Big, bird-like dinosar fossil protected
HOHHOT - China has listed the remains of a big, bird-like dinosaur as a national gem for top protection, said authorities in the northern Inner Mongolia autonomous region, where the fossil was found seven years ago.
The skeletal remains were accidentally discovered in the Erlian basin in Inner Mongolia in April 2005.
The feathered, but flightless "Gigantoraptor erlianensis" was eight meters long, over five meters tall and weighed about 1.4 tonnes.
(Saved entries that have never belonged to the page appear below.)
PR #304, opened 2025-06-16
Migrate from AWS Bedrock SDK to Anthropic's SDK

davidgisbey:
## Description 

This ports us over from using the Bedrock runtime SDK provided by Amazon to using Anthropics SDK. We've run into a few issues with AWS's abstraction, most recently with prompt caching which is discussed in detail below.

This PR:

1. Adds some stubs for hitting the invoke endpoint using Antrhopics SDK
2. Adds a tag which stubs out all credential related requests. This means we only make 1 call to the invoke endpoint
3. Updates each pipeline step to use Anthropics SDK. I've done 1 per commit for ease of review
4. temporarily points the private repo branch to one that splits the contexts out into a second prompt. It also makes a couple of changes to the output schemas so they adhere to the shape anthropic expects (basically removing the json key that has the schema nested within it)

## Prompt caching

Bedrock supports prompt caching for Claude LLM requests. See https://docs.aws.amazon.com/bedrock/latest/userguide/prompt-caching.html for more details.

In order for the a prompt to be cached, it needs to meet a few conditions.

1. The prompt must be long enough to exceed the minimum token threshold (1024 tokens for Claude 3.7 Sonnet).
5. The prompt must be an exact match of a previous cache. This means that even a single whitespace difference will prevent it from being cached.

Porting to anthropic allows us to cache individual system prompt messages. The Bedrock SDK didn't allow this and only allowed the caching of all system messages messages cumulatively. 

This was one of the reasons we ported over to using Anthropics SDK.

Due the the above constraints i've added system prompt caching to:

1. Question routing
2. Structured answer composition
3. Guardrail checks

Each of these has static content that exceeds the minimum token threshold and can be cached.

We won't be able to cache the system prompts for the Jailbreak or Question rephraser calls as there's nowhere close to 1000 tokens of static content for either of them. The instructions we send over are concise (~200 tokens for rephraser and ~450 for jailbreak).

## Trello card

https://trello.com/c/lMffS18A/2528-investigate-bedrock-token-cache


lib/answer_composition/pipeline/claude/structured_answer_composer.rb
```diff
@@ -10,29 +10,32 @@ def initialize(context)
...
         start_time = Clock.monotonic_time
-
-        response = bedrock_client.converse(
-          system: [{ text: system_prompt }],
-          model_id: BedrockModels::CLAUDE_SONNET,
+        response = anthropic_bedrock_client.messages.create(
+          system: [
+            { type: "text", text: system_prompt, cache_control: { type: "ephemeral" } },
+            { type: "text", text: context_prompt },
+          ],
```
kevindew, line 17: I wonder as these are both types of system prompt whether we'd be more explicit if they were both named system_prompt, maybe cached_system_prompt, context_system_prompt

lib/answer_composition/pipeline_runner.rb
```diff
@@ -30,7 +30,7 @@ def call
         status: "error_answer_service_error",
         error_message: error_message(e),
       )
-    rescue Aws::Errors::ServiceError => e
+    rescue Anthropic::Errors::APIError => e
```
kevindew, line 33: I imagine we might want a follow up story soon to look into what errors we can get more for logging purposes

spec/lib/answer_composition/pipeline/claude/structured_answer_composer_spec.rb
```diff
@@ -38,102 +33,102 @@
...
-        tool_name: "output_schema",
-      )
-
-      stub_bedrock_converse(response)
+      stub_anthropic_claude_structured_answer_response(question.message, "answer")
 
       described_class.call(context)
-      expect(context.answer.llm_responses["structured_answer"]).to match(response)
+
+      expected_llm_response = {
```
kevindew, line 40: This looks a bit verbose, perhaps there's something else we can do?

kevindew (commented):
Super job here @davidgisbey - I've added a few comments, some on the testing are a bit foundational so might be good to chat about them.

I have found it a bit of a challenge to review so I do expect I might want to look into a bit more on the next review and have comments I missed. In particular I really haven't given the individual tests much attention.

I'm guessing at this stage there isn't really anything practical we can do to split this up so we may have to put together a list of things to look at after it so this doesn't block things as it is pretty beasty.

Gemfile
```diff
@@ -20,7 +21,7 @@ gem "gds-api-adapters"
 gem "gds-sso"
 gem "google-cloud-bigquery", require: false
 gem "govuk_app_config"
-gem "govuk_chat_private", github: "alphagov/govuk_chat_private"
+gem "govuk_chat_private", github: "alphagov/govuk_chat_private", branch: "add-context-prompt-to-claude-structured-answer"
```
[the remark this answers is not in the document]
davidgisbey: I can definitely split the system prompt out into two separate ones, but i won't be able to tweak the output schema structure until the port. I'll sort that first though.

lib/answer_composition/pipeline/claude/question_rephraser.rb
```diff
@@ -27,16 +27,16 @@ def call
 
       attr_reader :question_message, :message_records
 
-      def bedrock_client
-        @bedrock_client ||= Aws::BedrockRuntime::Client.new(
-          region: ENV.fetch("CLAUDE_AWS_REGION", "eu-west-1"),
+      def anthropic_bedrock_client
+        @anthropic_bedrock_client ||= Anthropic::BedrockClient.new(
+          aws_region: ENV.fetch("CLAUDE_AWS_REGION", "eu-west-1"),
```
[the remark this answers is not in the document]
davidgisbey: Okay cool maybe we can add the wrapper and track rate limits as a bit of follow up work?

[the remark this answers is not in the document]
kevindew: Oh yes definitely follow up for wrapper/rate limits - didn't mean to imply in scope for this.

Gemfile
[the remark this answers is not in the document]
davidgisbey: yea great shout i'll do that now

lib/answer_composition/pipeline/claude/question_rephraser.rb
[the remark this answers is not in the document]
davidgisbey: So if i make this change i get failures in CI.

```
  Failure/Error:
        @anthropic_bedrock_client ||= Anthropic::BedrockClient.new(
          aws_region: ENV["CLAUDE_AWS_REGION"],
        )

      Aws::Errors::MissingRegionError:
        No region was provided. Configure the `:region` option or export the region name to ENV['AWS_REGION']
```
We largely just use this for testing in rake tasks right? So i think we will either need to leave it as is. Or remove it. In which case it defaults to `eu-west-1`

spec/support/stub_claude_messages.rb
```diff
@@ -0,0 +1,165 @@
...
+    }
+
+    if cached
+      matchers[:system] = array_including(
+        a_hash_including(
+          "type" => "text",
+          "cache_control" => { "type" => "ephemeral" },
+        ),
+      )
+    end
```
kevindew, line 30: I think we've got something quite specific here at quite a low level. I'd probably suggest we treat system the same as we do for messages and treat a string or a regex as a match array including otherwise use it verbatim. 

Then could have a claude_messages_cached_system_prompt helper that returned the array including aspect of this.

spec/support/stub_claude_messages.rb
```diff
@@ -0,0 +1,165 @@
...
+  def claude_messages_tool_use_block(input:, name:, id: "tool-use-id")
+    Anthropic::Models::ToolUseBlock.new(
+      id:,
+      name:,
+      input:,
+      type: :tool_use,
+    )
+  end
+
+  def claude_messages_text_block(text:)
```
kevindew, line 139: super duper minor but a regular argument than a keyword one seems a bit more suited for this.

lib/answer_composition/pipeline_runner.rb
kevindew: Great - I imagine as a follow up for this work we probably want to see what happens if we send too many tokens - as per where we have the ContextLengthExceeded OpenAI error - I guess with the larger context windows it might be so rare that it's not worth logging specifically and thus may need some code changes to remove the error state.

kevindew: Also quick note that as a follow up we may want to see what happens when a tool call exceeds tokens allowed.

lib/answer_composition/pipeline/claude/question_rephraser.rb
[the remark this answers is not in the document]
davidgisbey: Yea, i think i know what's going on actually. It's assuming it should be set in the aws config since the tokens are present. If i add it back in i.e.

```
Aws.config.update(
  credentials: Aws::Credentials.new("fake_access_key", "fake_secret_key"), 
  region: "eu-west-1",
)
```

it works as expected

spec/support/stub_claude_messages.rb
davidgisbey: So i think i'll pull this out of the PR and add it in a follow up one if that's okay just because this PR is already pretty chunky.

Just to clarify. Are you expecting this to be passed into the `stub_claude_messages_response` too? Most of the time we don't care so i'm wondering if it should be optional if that's the case?

davidgisbey: Actually i ended up doing it as part of this PR

lib/answer_composition/pipeline_runner.rb
davidgisbey: I also just looked into what is returned when you send too many tokens. You get a 400 

```
{url: "https://bedrock-runtime.eu-west-1.amazonaws.com/model/eu.anthropic.claude-sonnet-4-20250514-v1%3A0/invoke", status: 400, body: {message: "Input is too long for requested model."}} (Anthropic::Errors::BadRequestError)
```

kevindew: Super thanks for checking both of those. They sound good. 

I think with the latter information we should go ahead and remove the context exceeded error from the system since it seems only easy to detect with OpenAI and we've never experienced it. I've put in a placeholder card: https://trello.com/c/Q428F5Og/2585-remove-the-context-length-exceeded-error-state

davidgisbey: hmm when i copy pasted those messages the content has disappeared visually despite it being in the edit textarea

image

Quite a weird bug! But i've moved the content to the top level comment for visibility.

PR #309, opened 2025-06-17
Retrieval eval: return score

jackbot:
We already return the weighted score in this task, but DS want the
original score to be returned as well. This value is the raw score we
get back from OpenSearch about the search result.

See comment here[1].

[1]: https://github.com/alphagov/govuk-chat-evaluation/pull/49#discussion_r2150308373


kevindew (approved):
Looks good. Only thing I pondered is whether we wanted to prefix the score key with something (opensearch_score, original_score?) as having a `weighted_score` and `score` adds ambiguity. Not too worried if this isn't a concern though, I notice we also have this same issue on the result object.

PR #313, opened 2025-06-18
Conversation questions pagination spike

jackbot:
https://trello.com/c/vxAFbLGm/2537

This changes the `/api/v0/conversation/:id` endpoint to only return the most recent 50 questions.

It then adds a new `/api/v0/conversation/:id/questions` endpoint which returns pages of 50 answered questions for that conversation. This endpoint optionally takes 2 new parameters: `before` and `after`. These are UUIDs for records and will return the previous/next up to 50 records from the given ID.

The idea is that a client will:

1. Make a request to `/api/v0/conversation/:id`. They get some questions in the response to render. 
2. If the JSON response contains an `earlier_questions_url` field, the client knows there are more questions in the conversation
3. The client makes a request to the `earlier_questions_url` which gives them back the previous 50 questions (or less if there isn't 50)
4. The above response will contain another `earlier_questions_url` field if there are still more questions to load.
5. The client continues requesting pages until there aren't any records left

### DIFF
--- a/app/controllers/api/v0/conversations_controller.rb
+++ b/app/controllers/api/v0/conversations_controller.rb
@@ -97,10 +97,11 @@ class Api::V0::ConversationsController < Api::BaseController
       limit: Rails.configuration.conversations.api_questions_per_page,
     )
 
-    render(
-      json: QuestionBlueprint.render(questions, view: :answered),
-      status: :ok,
-    )
+    json = ConversationQuestions.new(
+      questions: QuestionBlueprint.render_as_hash(questions, view: :answered),
+    ).to_json
+
+    render(json:, status: :ok)
   end
 
 private
--- a/app/controllers/api/v0/conversations_controller.rb
+++ b/app/controllers/api/v0/conversations_controller.rb
@@ -19,14 +19,15 @@ class Api::V0::ConversationsController < Api::BaseController
   end
 
   def show
+    limit = Rails.configuration.conversations.api_questions_per_page
     answered_questions = @conversation.questions_for_showing_conversation(
       only_answered: true,
-      limit: Rails.configuration.conversations.api_questions_per_page,
+      limit:,
     )
     pending_question = @conversation.questions.unanswered.last
     answer_url = pending_question ? answer_path(pending_question) : nil
 
-    earlier_questions_url = if @conversation.active_answered_questions_before?(answered_questions.first&.created_at)
+    earlier_questions_url = if answered_questions.size == limit && @conversation.active_answered_questions_before?(answered_questions.first&.created_at)
                               api_v0_conversation_questions_path(
                                 @conversation, before: answered_questions.first.id
                               )
@@ -97,8 +98,24 @@ class Api::V0::ConversationsController < Api::BaseController
       limit: Rails.configuration.conversations.api_questions_per_page,
     )
 
+    earlier_url = if @conversation.active_answered_questions_before?(questions.first&.created_at)
+                    api_v0_conversation_questions_path(
+                      @conversation,
+                      before: questions.first.id,
+                    )
+                  end
+
+    later_url = if @conversation.active_answered_questions_after?(questions.last&.created_at)
+                  api_v0_conversation_questions_path(
+                    @conversation,
+                    after: questions.last.id,
+                  )
+                end
+
     json = ConversationQuestions.new(
       questions: QuestionBlueprint.render_as_hash(questions, view: :answered),
+      earlier_questions_url: earlier_url,
+      later_questions_url: later_url,
     ).to_json
 
     render(json:, status: :ok)
--- a/app/controllers/api/v0/conversations_controller.rb
+++ b/app/controllers/api/v0/conversations_controller.rb
@@ -1,6 +1,6 @@
 class Api::V0::ConversationsController < Api::BaseController
   before_action { authorise_user!(SignonUser::Permissions::CONVERSATION_API) }
-  before_action :find_conversation, only: %i[show update answer answer_feedback]
+  before_action :find_conversation, only: %i[show update answer answer_feedback questions]
 
   def create
     conversation = Conversation.new(signon_user: current_user, source: :api)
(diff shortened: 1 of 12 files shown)


docs/api_openapi_specification.yml
```diff
@@ -234,6 +232,92 @@ paths:
...
+            format: uuid
+        - name: after
+          in: query
+          required: false
+          schema:
+            type: string
+            format: uuid
+          schema:
+            type: string
+            format: uuid
```
kevindew, line 259: Looks like this was duplicated

docs/api_openapi_specification.yml
kevindew, line 1: I imagine we'll want to append the version of this spec with this change.

spec/models/conversations_spec.rb
```diff
@@ -48,13 +48,70 @@
...
+        after_question = create(:question, conversation:, created_at: 3.hours.ago)
+
+        questions = conversation.reload.questions_for_showing_conversation(
+          after_id: after_question.id,
+        )
+        expect(questions).to eq([expected])
+      end
+    end
+
+    context "when a page_size is provided" do
```
kevindew, line 89: I think perhaps you renamed page_size to limit and not this test?

spec/requests/api/v0/conversations_spec.rb
```diff
@@ -181,6 +198,220 @@
...
+
+        expect(JSON.parse(response.body)["earlier_questions_url"]).to eq(
+          api_v0_show_conversation_path(
+            conversation,
+            before: oldest_question_in_page.id,
+          ),
+        )
+      end
+
+      it "is nil if there are no earlier questions" do
```
kevindew, line 334: nit
```suggestion
      it "has a nil value for earlier_questions_url if there are no earlier questions" do
```

app/blueprints/conversation_questions_blueprint.rb
```diff
@@ -0,0 +1,23 @@
+class ConversationQuestionsBlueprint < Blueprinter::Base
+  association(
+    :questions,
+    blueprint: QuestionBlueprint,
+    view: :answered,
+  ) do |_conversation, options|
```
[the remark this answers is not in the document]
jackbot: I wanted to leave this out but Blueprinter really wants you to pass in an object to the class, regardless of whether you use it or not.

It works OK without an object, until you try to use an `if` option, like we do:

```
field(
  :earlier_questions_url,
  if: ->(_field_name, _conversation, options) { options[:earlier_questions_url].present? },
) do |options|
  options[:earlier_questions_url]
end
```

If you omit `_conversation` from the proc params, it blows up:

```
 Failure/Error: if: ->(_field_name, options) { options[:earlier_questions_url].present? },
     ArgumentError: wrong number of arguments (given 3, expected 2)
```

Because Blueprinter tries to call the proc [with three arguments](https://github.com/procore-oss/blueprinter/blob/main/lib/blueprinter/field.rb#L23).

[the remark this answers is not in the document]
kevindew: Makes sense! Does seem annoying.

Couple of quick counter ideas to just rule out a better approach:

1) Would it better to just have a DataModel: ConversationQuestions = Data.define(:questions, :earlier_questions_url, :later_questions_url) ? (I'd wonder if that actually removes the need for some of the if logic in the blueprint)
2) Is the Blueprint actually helping us out here? Until we have a need to reuse the blueprint maybe just mapping questions as a blueprint and returning the url fields is easy enough at the Controller layer?

I think the former seems more consistent of an approach and can certainly keep what you have now if both seem unappealing

app/controllers/api/v0/conversations_controller.rb
```diff
@@ -19,13 +19,24 @@ def create
...
   def show
-    answered_questions = @conversation.questions_for_showing_conversation(only_answered: true)
+    answered_questions = @conversation.questions_for_showing_conversation(
+      only_answered: true,
+      limit: Rails.configuration.conversations.api_questions_per_page,
+    )
     pending_question = @conversation.questions.unanswered.last
     answer_url = pending_question ? answer_path(pending_question) : nil
+
+    earlier_questions_url = if answered_questions.first&.any_older_questions_in_conversation?
```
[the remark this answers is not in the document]
kevindew: On this endpoint there isn't the option for before and after

docs/api_openapi_specification.yml
jackbot: Good shout. Bumped the patch version.

app/controllers/api/v0/conversations_controller.rb
```diff
@@ -78,6 +89,38 @@ def answer_feedback
...
+  def questions
+    questions = @conversation.questions_for_showing_conversation(
+      only_answered: true,
+      before_id: params[:before].presence,
+      after_id: params[:after].presence,
+      limit: Rails.configuration.conversations.api_questions_per_page,
+    )
+
+    earlier_url = if questions.first&.any_older_questions_in_conversation?
+                    api_v0_show_conversation_path(
```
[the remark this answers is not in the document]
kevindew: Yup another story sounds good. Might need to have a chat about what we think should be covered too it's not quite clear to me what we'd want a flow to be

spec/blueprints/conversation_questions_blueprint_spec.rb
```diff
@@ -0,0 +1,42 @@
...
+  let(:conversation) { create(:conversation) }
+
+  describe ".render_as_json" do
+    it "generates the questions JSON" do
+      questions = [
+        create(:question, :with_answer, conversation:),
+        create(:question, :with_answer, conversation:),
+      ]
+
+      loaded_questions = Question.where(id: questions.map(&:id))
```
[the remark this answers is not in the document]
kevindew: Sounds good

docs/api_openapi_specification.yml
```diff
@@ -10,7 +10,7 @@ info:
     Worth noting that onboarding aspects of conversation (Informing user of
     limitations and accepting) are not included as within GOV.UK Chat these
     are a UI construct and not a part of core domain constructs.
-  version: "0.1.0"
+  version: "0.1.1"
```
kevindew, line 13:
```suggestion
  version: "0.2.0"
```

Probably a minor version bump as we've added a feature.

kevindew (approved):
Nice job, just a tiny thing but I don't think that needs another review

Researchers said the dinosaur lived some 85 million years ago and died as a young adult in its 11th year, indicating it would have been much larger had it lived to a full-sized adult.
"National protection of the fossil is crucial to further research on the origin of life, biological evolution and climate changes," said a spokesman of the land and resources bureau in Erenhot city.
Meanwhile, he said the move would help improve public awareness of heritage protection and crack down upon unauthorized excavation and smuggling of fossils that were once rampant in Erenhot, a city on the Chinese-Mongolian border known as "dinosaur town."
The dinosaur fossil was among the first items included on Ministry of Land and Resources' list of fossils for protection, said Jia Yueming, curator of China geological museum.
The list will be expanded to eventually include 400 kinds of animal fossils, he said.